Recognition rate of Rank 1 and Rank 5
As can be seen from Table 1, the average recognition rate of our algorithm is best. We can find that our proposed algorithm can get more than 90% recognition rate in Rank 1 and Rank 5, which testify that the method based on GCI-GEI and KFDA can identify better the different human gait and get better recognition effect than other algorithms in the small sample gait database. Furthermore, the experiment data shows the recognition rate of GEI+LBP+DCV is lower than GEI+PCA, which explains reducing the dimension by PCA will lose important gait recognition information after LBP feature extraction from GEI.

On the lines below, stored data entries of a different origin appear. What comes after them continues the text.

PR #586, opened 2023-06-03
Add ffigen schema and refer them in example config yaml using modeline

### LINKED ISSUE #569: Create a schema for auto-completion of `ffigen.yaml`
https://json-schema.org/

mannprerak2:
Closes #569 

- Added a schema file
- Refer to schema locally using yaml modeline in example configs.


mannprerak2:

3.2 Experiments on USF Human ID Database
A database consisting of 1,870 sequences of the 122 subjects based the USF Human ID database [23] is divided into 1 set for training and 10 probes labeled from A to J for test, which based on 3 covariates: normal, walking, and carrying condition. Being different from experiment on CASIA, this experiment adopts weighted mean recognition rate to evaluate the experiment results. To demonstrate the advantages of KFDA, we choose the traditional algorithms LDA, PCA and DCV, and manifold earning algorithm LPP for comparison. Table 2 reports the recognition rates of this group of experiments on the 10 probes.
Recognition rates (%) of different algorithms
As can be seen from Table 2, KFDA can achieve higher recognition rate than traditional GEI when using different dimensional reduction algorithms including PCA, LDA, LPP, and DCV. KFDA features present more discriminating power than original features. Comparing with other algorithms, the GCIGEI+ KFDA approaches can improve the recognition rate by about 6%. In addition, since the experiment is based on normal, walking and carrying condition, the experiment results demonstrate the proposed algorithm can eliminate effects of walking and carrying conditions and have great robustness.